A 5-year-old Tennessee Walker mare that had never foaled was referred to our veterinary medical teaching hospital for evaluation of the reproductive tract. Although the mare had never been tested for receptivity to a stallion, the owner believed that the mare had normal estrous cycles on the basis of cyclic change in the mare's behavior and urination pattern. As part of the routine prebreeding preparation for a maiden mare, the referring veterinarian had performed a manual vaginal examination and attempted to break down an intact vaginal vestibular membrane (ie, persistent hymenal remnant). The referring veterinarian had been able to digitally excavate several centimeters past the cranial border of the vestibule but was not able to locate the vaginal lumen.

Initial examination at our facility revealed that the perineum had a normal appearance and conformation. Transrectal palpation of the reproductive tract revealed that the left and right ovaries were of normal size and shape with multiple follicles, which was confirmed by transrectal ultrasonography. However, both ovaries were located slightly more cranial and dorsal than anticipated. In addition, the cervix, uterine body, and uterine horns were not palpable transrectally. A vaginal speculum could be inserted approximately 6 cm (2.4 inches) into the vestibule. This comprised the length of the entire vestibule, which was confirmed by simultaneous transrectal ultrasonography. The vestibule was insufflated with air and examined by use of a video endoscope. A soft tissue septum with 2 lateral blind pouches was visible on the cranial wall of the vestibule, immediately dorsal to the urethral opening (Figure 1). A diagnosis of aplasia of the tubular reproductive tract was made.

Figure 1—
Figure 1—

Endoscopic view of the cranial wall of the vestibule of a mare with no transrectally palpable tubular reproductive tract. The vestibule was insufflated with air to aid in the endoscopic examination.

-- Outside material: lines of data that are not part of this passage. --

PR #395, opened 2019-03-05
Include note about enabling couch_peruser.

foxmulder900:
## Overview
There is no indication in the documentation that the existence of the `_users` database is a prerequisite to enabling `couch_peruser`. This note would have saved me quite a bit of time. 

Source of note is here: 
https://github.com/apache/couchdb/issues/749#issuecomment-322057875

## Checklist

### DIFF
--- a/src/config/couch-peruser.rst
+++ b/src/config/couch-peruser.rst
@@ -33,6 +33,9 @@ couch_peruser Options
 
         [couch_peruser]
         enable = false
+        
+    .. note::
+        The ``_users`` database must exist before couch_peruser can be enabled.
 
     .. config:option:: delete_dbs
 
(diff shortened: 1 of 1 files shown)


wohali:
HI @foxmulder900 , thanks for the note.

Actually, creating the `_users` database **is** in the instructions for setting up CouchDB, which I guess you skipped:

* http://docs.couchdb.org/en/latest/setup/single-node.html
* http://docs.couchdb.org/en/latest/setup/cluster.html

I'll accept this PR, but it's a bit superfluous, in that people should be reading and following the set up instructions.

foxmulder900:
Thanks!

I would like to note that the documentation you linked describes setting up `_users` at runtime. Which is exactly what I did, but is too late if `couch_peruser` is enabled via `local.ini`. 

My experience was that the `_users` database had to be created as described, *then* an additional call to enable couch_peruser had to be made. Otherwise the setting was left disabled.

Citation: Journal of the American Veterinary Medical Association 231, 2; 10.2460/javma.231.2.213

Question

What is the developmental origin of the 2 lateral blind pouches and soft tissue septum? Please turn the page.

Answer

The structures are most likely remnants of the paramesonephric ducts at the point where they fuse with the urogenital sinus.

Result

The mare was reexamined at our facility 3 weeks later. Transrectal ultrasonography revealed 3 follicles on the left ovary, each of which was > 3 cm (1.2 inches) in diameter, and several smaller follicles on the right ovary. In addition, a structure consistent in appearance with a corpus luteum was evident on the left ovary (Figure 2). We interpreted this to indicate that the mare could ovulate.

Figure 2—
Figure 2—

Ultrasonogram of the left ovary of a mare with no evidence of a tubular reproductive tract. Notice that the appearance of the structure is consistent with a corpus luteum. Marks on the left side are at intervals of 1 cm.

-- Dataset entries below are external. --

PR #397, opened 2019-03-05
Add latest RFC draft for FDB revision storage

kocolosk:
## Overview

RFC for the storage of revision metadata in FoundationDB.

## Testing recommendations

N/A

## GitHub issue number

N/A

## Related Pull Requests

N/A

## Checklist

### DIFF
--- a/rfcs/001-fdb-revision-metadata-model.md
+++ b/rfcs/001-fdb-revision-metadata-model.md
@@ -1,0 +1,179 @@
+[NOTE]: # ( ^^ Provide a general summary of the RFC in the title above. ^^ )
+
+# Introduction
+
+This is a proposal for the storage of document revision history metadata as a
+set of KVs in FoundationDB.
+
+## Abstract
+
+This design stores each edit branch as its own KV, and all of the edit branches
+are stored separately from the actual document data. Document reads can avoid
+retrieving this information, while writes can avoid retrieving the document
+body.
+
+## Requirements Language
+
+[NOTE]: # ( Do not alter the section below. Follow its instructions. )
+
+The key words "MUST", "MUST NOT", "REQUIRED", "SHALL", "SHALL NOT", "SHOULD",
+"SHOULD NOT", "RECOMMENDED",  "MAY", and "OPTIONAL" in this document are to be
+interpreted as described in [RFC
+2119](https://www.rfc-editor.org/rfc/rfc2119.txt).
+
+## Terminology
+
+[TIP]:  # ( Provide a list of any unique terms or acronyms, and their
+definitions here.)
+
+---
+
+# Detailed Description
+
+The size limits in FoundationDB preclude storing the entire revision tree as a
+single value; in pathological situations the tree could exceed 100KB. Rather, we
+propose to store each edit *branch* as a separate KV. Specifically, we create a
+"revisions" subdirectory in each database directory to store the revision trees
+with keys and values that look like
+
+`(“revisions”, DocID, NotDeleted, RevFormat, RevPosition, RevHash) =
+(Versionstamp, [ParentRev, GrandparentRev, …])`
+
+where the individual elements of the key and value are defined as follows:
+- `DocID`: the document ID
+- `NotDeleted`: `\x00` if the leaf of the edit branch is deleted, `\x01`
+  otherwise
+- `RevFormat`: enum for the revision encoding being used, start at `\x01` with
+  this proposal
+- `RevPosition`: positive integer encoded using standard tuple layer encoding
+  (signed, variable-length, order-preserving)
+- `RevHash`: 16 bytes uniquely identifying this revision
+- `Versionstamp`: the FoundationDB
+  [versionstamp](https://apple.github.io/foundationdb/api-python.html#fdb.tuple.Versionstamp)
+  associated with the last transaction that modified the document (NB: not
+  necessarily the last edit to *this* branch).
+- `[ParentRev, GrandparentRev, ...]`: 16 byte identifiers of ancestors, up to
+  1000 by default
+
+## Limits
+
+In order to stay compatible with FoundationDB size limits we need to prevent
+administrators from increasing `_revs_limit` beyond what we can fit into a
+single value. Suggest **4000** as a max.
+
+## Update Path
+
+Multiple edit branches on a document are largely independent of one another in
+this design, but some coordination is required around the `Versionstamp`. Recall
+that the `_changes` feed includes each document exactly once, so we do not want
+to be able to extend different edit branches in parallel and end up adding both
+stamps to the feed. We address this by storing the `Versionstamp` only on the
+so-called "winning" branch. Other branches set this to null.
+
+If a writer comes in and tries to extend a losing edit branch, it will find the
+`Versionstamp` to be null and will do an additional edit branch read to retrieve
+the winning branch. It can then compare both branches to see which one will be
+the winner following that edit, and can assign the new `Versionstamp` to that
+branch accordingly.
+
+A writer attempting to delete the winning branch (i.e., setting `NotDeleted` to
+0) will need to read two contiguous KVs, the one for the winner and the one
+right before it. If the branch before it will be the winner following the
+deletion then we move the storage of the new `Versionstamp` to it accordingly.
+If the tombstoned branch remains the winner for this document then we only
+update that branch.
+
+A writer extending the winning branch with an updated document (the common case)
+will proceed reading just the one branch.
+
+Summarizing the performance profile:
+- Extending a losing branch: 2 KVs, 2 roundtrips
+- Deleting the winning branch: 2 KVs, 1 roundtrip
+- Extending the winning branch: 1 KV, 1 roundtrip
+- `new_edits=false` update: `<N>` KVs, 1 roundtrip
+
+# Advantages
+
+We can read a document revision without retrieving the revision tree, which in
+the case of frequently-edited documents may be larger than the doc itself.
+
+We ensure that an interactive document update against the winning branch only
+needs to read the edit branch KV against which the update is being applied, and
+it can read that branch immediately knowing only the content of the edit that is
+being attempted (i.e., it does not need to read the current version of the
+document itself). The less common scenario of updating a losing branch is only
+slightly less efficient, requiring two roundtrips.
+
+Interactively updating a document with a large number of edit branches is
+therefore dramatically cheaper, as no more than two edit branches are read or
+modified regardless of the number of branches that exist, and no tree merge
+logic is required.
+
+Including `NotDeleted` in the key ensures that we can efficiently accept the
+case where we upload a new document with the same ID where all previous edit
+branches have been deleted; i.e. we can construct a key selector which
+automatically tells us there are no `deleted=false` edit branches.
+
+The `RevFormat` enum gives us the ability to evolve revision history storage
+over time, and to support alternative conflict resolution policies like Last
+Writer Wins.
+
+Access to `Versionstamp` ensures we can clear the old entry in the `by_seq`
+space during an edit. The `set_versionstamped_value` API is used to store this
+value automatically.
+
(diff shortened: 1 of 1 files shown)


rfcs/001-fdb-revision-metadata-model.md
```diff
@@ -0,0 +1,179 @@
...
+  associated with the last transaction that modified the document (NB: not
+  necessarily the last edit to *this* branch).
+- `[ParentRev, GrandparentRev, ...]`: 16 byte identifiers of ancestors, up to
+  1000 by default
+
+## Limits
+
+In order to stay compatible with FoundationDB size limits we need to prevent
+administrators from increasing `_revs_limit` beyond what we can fit into a
+single value. Suggest **4000** as a max.
```
rnewson: I'd also be fine with not allowing higher than the longstanding default of 1000, or even of allowing this to alter at all.

kocolosk: I think there's a clear case to be made for allowing users to lower it if they're not interested in replication and they update documents frequently.

I'm OK to limit to 1000 if that's the consensus.

kocolosk:
I thought of two additional bits while working through the `_changes` feed design:

1. Following Apple's Record Layer paper it's wise to have an "incarnation" number prefixing each `Versionstamp` to account for the possibility of a single database being relocated to a different FoundationDB cluster (with versionstamps that are uncorrelated with the previous cluster).
1. The `_changes` feed is often requested with `?style=all_docs`; it would be useful to record the count of edit branches in the `_changes` index so we could avoid an unnecessary read of the "revisions" subspace here in the common case of a single edit branch. We can rely on the fact that the number of edit branches only changes during a `new_edits=false` update, at which time the client has the full list of branches, to store the count of branches in the value of the winning edit branch.

I'll look to update the RFC with these concepts shortly.

kocolosk:
I've updated the document to cover both the `Incarnation` addition and the `BranchCount` addition.

One thing I'm not sure about is the placement of `RevFormat`. Does it really need to be in the key, or is it better suited as the header of the value? I had it in the key thinking that e.g. a Last Writer Wins resolution policy wouldn't even have `RevPosition` or `RevHash`, but I also think there ought to be some header to aid in decoding the value format, and I'm not sure if I'm maybe overloading `RevFormat` too much in relying on it to perform that function.

rfcs/001-fdb-revision-metadata-model.md
rnewson: Now that internal replication will not be done the same way there is less risk to lowering revs limit (at least, one fewer side-effect where eventual consistency of the 3 replicas themselves fails). Hopefully others will chime in with their views.

janl: It’s rather edge-casey, but allowing to lower revs_limit has proved beneficial in a handful of cases in the past. I would be okay with a fixed lower bound that is > 1 if we fix it at, say 10, which would still solve the edge-case, but don’t suggest the flawed understanding of revs_limit eliminating tombstones.

That said, it might be easier to keep the default and keep it configurable for the time being. I’d argue against hardcoding this.

rfcs/001-fdb-revision-metadata-model.md
```diff
@@ -0,0 +1,200 @@
...
+
+The key words "MUST", "MUST NOT", "REQUIRED", "SHALL", "SHALL NOT", "SHOULD",
+"SHOULD NOT", "RECOMMENDED",  "MAY", and "OPTIONAL" in this document are to be
+interpreted as described in [RFC
+2119](https://www.rfc-editor.org/rfc/rfc2119.txt).
+
+## Terminology
+
+[TIP]:  # ( Provide a list of any unique terms or acronyms, and their
+definitions here.)
```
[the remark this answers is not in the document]
kocolosk: Great idea, was thinking the same this morning regarding the sequence as a combination of incarnation and versionstamp. I'll start there and we can build up as we go along.

kocolosk:
I think this RFC would benefit from some additional discussion of the case when writers are racing to create the first edit of a document. I believe everything we're doing is still correct and needs no modification, but this is subtle enough that it should be called out explicitly.

The issue is that we're relying on the fact that every modification to a document reads the KV for the winning edit branch and modifies it, so FoundationDB will correctly identify concurrent transactions updating the same document as conflicting. But when we're making the first edit on a document there is no winning edit branch KV to read.

If an edit comes in without specifying any parent revision our layer code will still try to check for that winning edit branch KV (and fail the edit with a conflict if one exists). It'll need to do the check as a `get_range_startswith` operation with `reverse=true` and `limit=1`. If it finds a null result set it will assume that the insert is OK. If someone else wins the race and inserts the document then this should still trigger FoundationDB's conflict checking algorithm.

kocolosk:
Another topic left unhandled here is whether to continue with the practice of extending the winning tombstone edit branch when inserting a document where all edit branches were previously deleted. It is certainly possible to do so, and fits naturally into the documented edit path. But the user-facing implications of that practice are fairly subtle as it seems like this deserves its own discussion.

I'm also anticipating that we're going to want the edit branch metadata to record the size of the document body at that leaf so we can update the database size with each transaction. I suppose I could add that now, otherwise we'll have a dedicated discussion on that metadata soon and we can update the RFC then.

rfcs/001-fdb-revision-metadata-model.md
```diff
@@ -0,0 +1,215 @@
...
+- `DocID`: the document ID
+- `NotDeleted`: `\x26` if the leaf of the edit branch is deleted, `\x27`
+  otherwise (following tuple encoding for booleans)
+- `RevPosition`: positive integer encoded using standard tuple layer encoding
+  (signed, variable-length, order-preserving)
+- `RevHash`: 16 bytes uniquely identifying this revision
+- `RevFormat`: enum for the revision encoding being used to enable schema
+  evolution
+- `Sequence`: the sequence of the last transaction that modified the document
+  (NB: not necessarily the last edit to *this* branch).
```
garrensmith: Would you mind just elaborating on what you mean by `NB: not necessarily the last edit to *this* branch`?

kocolosk: This is covered in the "Update Path" section, but I can summarize here. An update that extends a losing edit branch will still modify the winning edit branch KV as well, setting the Sequence (which is only stored on the winning branch) to the sequence of that transaction.

garrensmith: Ok great. Thanks for clarifying.

davisp:
Just to make sure we're both on the same page I went through and wrote up a rough outline to the old and new update algorithms. One thing we'll probably want to call out is that weird edge cases may not end up exactly the same (i.e., an update that is a conflict and has missing stubs might return a different error than previously).

https://gist.github.com/davisp/7ab359038b6552296dac515a20f47087

The big issue I see though is that replicated updates require reading all revisions with this model. Given that the RFC calls out storing revision branches separately since we can exceed FDB transaction limits this seems like a bit of an issue. In a pathological case we could get to a position where we can update a document interactively but not via replication.

The first obvious approach here is to start failing writes once we get above some threshold of revision counts. However, this could get weird with having a single poison doc preventing replication into the database.

The second vague not-at-all thought out would be to switch the NotDeleted field to a RevStatus that is an enum of (`?REV_MISSING`, `?DELETED_TRUE`, `?DELETED_FALSE`) with that sort order and then the value is just a previous revision instead of the whole path. This change then includes an extra write for interactive updates when we add a new key for the `?REV_MISSING` status of the branch that was extended. For the replicated changes we'd also extend our read round trips to some complicated average of updates between replications with the bound being `revs_limit` read round trips which I'm not super fond of.

I'm also not a huge fan of the complexity around maintaining the adjacency list consistency guarantees and the subtle issues on that. Its been hard enough as a complete tree in RAM that the subtlety around adjacency list updates is a bit worrisome.

kocolosk:
> Given that the RFC calls out storing revision branches separately since we can exceed FDB transaction limits this seems like a bit of an issue

I was worried more about the 100K value size limit than the 10M transaction limit.

But OK, we could theoretically have a pathological case where the rev tree grows that large. Two points:

1) It turns out that FDB doesn’t actually care about the size of the values returned; all it cares about for the 10M limit is the size of the transaction being committed, which I certainly hope is smaller :)

2) If push comes to shove, we can always split a replicated edit into multiple transactions without breaking any contract in our API.

davisp:
@kocolosk I've put together a simple prototype covering the interactive side of this work here:

https://github.com/apache/couchdb/tree/prototype/rfc-001-revision-metadata-model

Notable things that are missing are:

  1. Replicated changes updates
  2. Doc open options like `?conflicts=true`, etc
  3. Tests beyond the most basic of basic "Yep, can write a doc"

I kept a few notes here:

https://github.com/apache/couchdb/blob/38c0f69410a31507309aef5a86a249efbca6ba7a/RFC001_NOTES.md

I think the biggest thing that I found missing is that we'll want to track the size of doc bodies in the revision info structure so we can properly account for that.

Also, the logic around Mutating the winning revisions and so on sure does get super subtle and involved lots of "Think Really Hard" steps that I'm not super fond of. Although, it suddenly occurs to me out of nowhere that I can probably go back and simplify that considerably by reusing couch_key_tree and friends. I'll take a crack at that approach and will see how well that works. That could be nice as then we could reuse a lot of the fdb logic for both replicated and interactive updates.

kocolosk:
> I think the biggest thing that I found missing is that we'll want to track the size of doc bodies in the revision info structure so we can properly account for that.

Ah! I'd made a mental note to add that several weeks ago and just forgot about it. I agree it's going to be needed.

davisp:
Another API edge case to consider is that we can currently extend a revision branch an arbitrary number of revisions even when not doing `new_edits=false`. I suddenly remembered this whacky corner case and realized I currently have a "bug" due to a subtle assumption that the provided revision in a `new_edits=true` update only ever specifies a single revision.

```
$ curl -X PUT http://127.0.0.1:5984/foo -d '{}'
{"ok":true,"id":"foo","rev":"1-967a00dff5e02add41819138abb3284d"}

$ cat foo.json
{
    "_id": "foo",
    "_revisions": {
        "start": 4,
        "ids": [
            "967a00dff5e02add41819138abb3284a",
            "967a00dff5e02add41819138abb3284b",
            "967a00dff5e02add41819138abb3284c",
            "967a00dff5e02add41819138abb3284d"
        ]
    },
    "blargh": "hgralb"
}

$ curl -X PUT http://127.0.0.1:5984/foo -d @foo.json
{"ok":true,"id":"foo","rev":"5-4c1a3fa652c789437f9d509f69521fdb"}
```

davisp:
Also second fun fact is that only works when there aren't any attachments or validate_doc_update functions set. CouchDB actually has the same "bug" when we go to load the previous doc from disk in prep_and_validate_updates.

Also it occurs to me that we can't just go to the end of the revision list. We'd have to try every revision provided to see if any of them match an existing revision that could be extended. Which... seems like not something we should add at this point?

kocolosk:
Whoa -- that's pretty messed up. I don't think we should carry it forward.

rfcs/001-fdb-revision-metadata-model.md
```diff
@@ -0,0 +1,215 @@
...
+[TIP]:  # ( Provide a list of any unique terms or acronyms, and their
+definitions here.)
+
+`Versionstamp`: a 12 byte, unique, monotonically (but not sequentially)
+increasing value for each committed transaction. The first 8 bytes are the
+committed version of the database. The next 2 bytes are monotonic in the
+serialization order for transactions. The final 2 bytes are user-defined and can
+be used to create multiple versionstamps in a single transaction.
+
+`Incarnation`: a single byte, monotonically increasing value specified for each
```
garrensmith: @ryanworl brings up a good point on the [Mango RFC](https://github.com/apache/couchdb-documentation/pull/407#discussion_r279957158) that the incarnation should rather be an integer.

Citation: Journal of the American Veterinary Medical Association 231, 2; 10.2460/javma.231.2.213

During this examination, the mare was exposed to a teaser stallion. She responded negatively (ears back, tail clamped, elusive movements, and kicking at the stallion). However, serum progesterone concentration was not measured to confirm that the ovarian structure was luteal tissue.

A jugular venous blood sample was collected into sodium heparin and submitted to a laboratorya for chromosomal analysis. Results of that analysis revealed a normal karyotype for a mare (64,XX and Sry negative).

Discussion

In mammals, the phenotypic sex is determined essentially by the testes or the lack of testes in a developing embryo (Figure 3). Masculinization is the result of hormones secreted by the testes (ie, testosterone and AMH). Lack of these hormones results in formation of a female phenotype. A sexually undifferentiated embryo possesses Wolffian (mesonephric) and Müllerian (paramesonephric) ducts, which become the tubular reproductive tract. The genital tubercle, urogenital sinus, and genital swellings become the external genitalia.1 Anti-Müllerian hormone (previously known as MIF, a member of the activin–transforming growth factor-β superfamily) is the earliest substance secreted by the fetal testes. It has been reported2 in rats that although AMH is not expressed by females during fetal development, granulosa cells of preantral and small antral ovarian follicles begin expressing AMH shortly after birth and continue to express AMH throughout adulthood. As its name implies, AMH causes regression of the Müllerian ducts, which leaves the wolffian ducts to develop into the male reproductive tract. Fetal interstitial (Leydig) cells secrete testosterone, which stimulates differentiation of the Wolffian ducts into the epididymides, vas deferens, and accessory sex glands. In females, lack of AMH allows persistence of the Müllerian ducts, which develop into the uterine tubes, uterus, cervix, and vagina. In mares, the medial walls of the 2 ducts fuse to form the uterine body, cervix, and vagina, and the septum between the ducts undergoes atresia. Because there is no testosterone in a female fetus, the Wolffian ducts regress and the vestibule, clitoris, and vulva develop.1

Figure 3—
Figure 3—

Illustration depicting the roles of MIF (currently known as AMH) and dihydrotestosterone (DHT) on sexual differentiation of the reproductive tract. (Adapted from Meyers-Wallen VN, Patterson DF. Disorders of sexual development in the dog. In: Morrow DA, ed. Current therapy in theriogenology. 2nd ed. Philadelphia: WB Saunders Co, 1986;567–574. Reprinted with permission.)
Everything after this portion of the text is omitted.